Running ZooKeeper in Production¶
Apache Kafka® uses ZooKeeper to store persistent cluster metadata and is a critical component of the Confluent Platform deployment. For example, if you lost the Kafka data in ZooKeeper, the mapping of replicas to Brokers and topic configurations would be lost as well, making your Kafka cluster no longer functional and potentially resulting in total data loss.
This document provides the key considerations before making your ZooKeeper cluster live, but is not a complete guide for running ZooKeeper in production. For more detailed information, see the ZooKeeper Administrator’s Guide.
Supported version¶
Confluent Platform ships a stable version of ZooKeeper. You can use the ENVI
“four letter word” to find the current version of a running server with nc
.
For example:
echo envi | nc localhost 2181
This will display all of the environment information for the ZooKeeper server, including the version.
Note
Note that the ZooKeeper start script and functionality of ZooKeeper is tested only with this version of ZooKeeper.
Hardware¶
A production ZooKeeper cluster can cover a wide variety of use cases. The recommendations are intended to be general guidelines for choosing proper hardware for a cluster of ZooKeeper servers. Not all use cases can be covered in this document, so consider your use case and business requirements when making a final decision.
Memory¶
In general, ZooKeeper is not a memory intensive application when handling only data stored by Kafka. The physical memory needs of a ZooKeeper server scale with the size of the znodes stored by the ensemble. This is because each ZooKeeper holds all znode contents in memory at any given time. For Kafka, the dominant driver of znode creation is the number of partitions in the cluster. In a typical production use case, a minimum of 4 GB of RAM should be dedicated for ZooKeeper use. Note that ZooKeeper is sensitive to swapping and any host running a ZooKeeper server should avoid swapping.
CPU¶
In general, ZooKeeper as a Kafka metadata store does not heavily consume CPU resources. However, if ZooKeeper is shared, or the host on which the ZooKeeper server is running is shared, CPU should be considered. ZooKeeper provides a latency sensitive function, so if it must compete for CPU with other processes, or if the ZooKeeper ensemble is serving multiple purposes, you should consider providing a dedicated CPU core to ensure context switching is not an issue.
Disks¶
Disk performance is vital to maintaining a healthy ZooKeeper cluster. Solid state drives (SSD) are highly recommended as
ZooKeeper must have low latency disk writes in order to perform optimally. Each request to ZooKeeper must be committed to
to disk on each server in the quorum before the result is available for read.

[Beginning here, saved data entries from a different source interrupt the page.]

PR #586, opened 2015-03-25
Made the Plugins.cfg file installed under /etc/opendungeons on linux... + Icon on Windows.

### LINKED ISSUE #400: Engine config files should not be installed in the data path on Linux
Currently we install user config files (plugins.cfg and resources.cfg) in the OD_DATA_PATH, e.g. `/usr/share/games/opendungeons` on Mageia and Debian.

I just met an issue that this situation creates: plugins.cfg hardcodes the path to the OGRE plugin dir (on Mageia, it's `/usr/lib/OGRE` on 32bit and `/usr/lib64/OGRE` on 64bit). Data in /usr/share is normally arch-independent and for Mageia I packaged it as "noarch", i.e. it's included in an arch-independent opendungeons-data package. Since the latter is built on 32bit by convention, the path in plugins.cfg is `/usr/lib/OGRE`, so the 64bit version of OD segfaults.

There are two possible solutions for this:
- Put the "general" config files (by opposition to the gameplay config files from ./config that can be left with the rest of the data) in `/etc/opendungeons`, which would be the standard path for system-wide config files.
- Do not package such config files, but have them generated automatically and put in `~/.config/opendungeons` at run time if they don't exist yet (just like the ogre.cfg file).

If we opt for the first solution, it would also be nice to copy the files from `/etc/opendungeons` to `~/.config/opendungeons` at the first run (or when the user space files do not exist), so that OD can be configured per-user and not only by the system administrator in /etc.

Bertram25:
... based systems.

I also made it so the local file is preferred to the system one when found for developers.

The behaviour shouldn't change on Windows.

Fixes #400


hwoarangmy:
I confirm it still works with MinGW. I will let linux people test and merge if ok

akien-mga:
Code looks good, I'll test it now.

BTW, I saw this in ResourceManager.cpp:

```
#if OGRE_PLATFORM == OGRE_PLATFORM_WIN32 && defined(OD_DEBUG)
//On windows, if the application is compiled in debug mode, use the plugins with debug prefix.
const std::string ResourceManager::PLUGINSCFG = "plugins_d.cfg";
#else
const std::string ResourceManager::PLUGINSCFG = "plugins.cfg";
#endif
```

So basically the plugins_d.cfg file is only used for Windows?

Ah actually I just checked the commit again and it's not installed on Linux, it's just @Bertram25's commit log which is misleading ;-)

akien-mga:
The `make install` instructions work fine, but I get a crash on startup when I run the system installed opendungeons out of the source tree: https://framalab.org/zerobin/?8a7f864bd0d94ca5#MsPtCibeA+d+7m80ZI3hGbUMDYgBSZzNfs9GjD1C7iU=

akien-mga:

A dedicated SSD of at least 64 GB
in size on each ZooKeeper server is recommended for a production deployment. You can use autopurge.purgeInterval
and
autopurge.snapRetainCount
to automatically cleanup ZooKeeper data and lower maintenance overhead.
JVM¶
ZooKeeper runs as a JVM. It is not notably heap intensive when running for the Kafka use case. A heap size of 1 GB is recommended for most use cases and monitoring heap usage to ensure no delays are caused by garbage collection.
Configuration Options¶
The ZooKeeper configuration properties file is located in /etc/kafka/zookeeper.properties
.
ZooKeeper does not require configuration tuning for most deployments. Below are a few important parameters to consider. A complete list of configurations can be found in the ZooKeeper project page.
clientPort
This is the port where ZooKeeper clients will listen on. This is where the Brokers will connect to ZooKeeper. Typically this is set to 2181.
- Type: int
- Importance: required
dataDir
The directory where ZooKeeper in-memory database snapshots and, unless specified in
dataLogDir
, the transaction log of updates to the database. This location should be a dedicated disk that is ideally an SSD. For more information, see the ZooKeeper Administration Guide.- Type: string
- Importance: required
dataLogDir
The location where the transaction log is written to. If you don’t specify this option, the log is written to dataDir. By specifying this option, you can use a dedicated log device, and help avoid competition between logging and snapshots. For more information, see the ZooKeeper Administration Guide.
- Type: string
- Importance: optional
tickTime
The unit of time for ZooKeeper translated to milliseconds. This governs all ZooKeeper time dependent operations. It is used for heartbeats and timeouts especially. Note that the minimum session timeout will be two ticks.
- Type: int
- Default: 3000
- Importance: high
maxClientCnxns
The maximum allowed number of client connections for a ZooKeeper server. To avoid running out of allowed connections set this to 0 (unlimited).
- Type: int
- Default: 60
- Importance: high
autopurge.snapRetainCount
When enabled, ZooKeeper auto purge feature retains the autopurge.snapRetainCount most recent snapshots and the corresponding transaction logs in the dataDir and dataLogDir respectively and deletes the rest.
- Type: int
- Default: 3
- Importance: high
autopurge.purgeInterval
The time interval in hours for which the purge task has to be triggered. Set to a positive integer (1 and above) to enable the auto purging.
- Type: int
- Default: 0
- Importance: high
Monitoring¶
ZooKeeper servers should be monitored to ensure they are functioning properly and proactively identify issues. In this section, a set of common monitoring best practices is discussed.
Operating System¶
The underlying OS metrics can help predict when the ZooKeeper service will start to struggle. In particular, you should monitor:
- Number of open file handles – this should be done system wide and for the user running the ZooKeeper process. Values should be considered with respect to the maximum allowed number of open file handles. ZooKeeper opens and closes connections often, and needs an available pool of file handles to choose from.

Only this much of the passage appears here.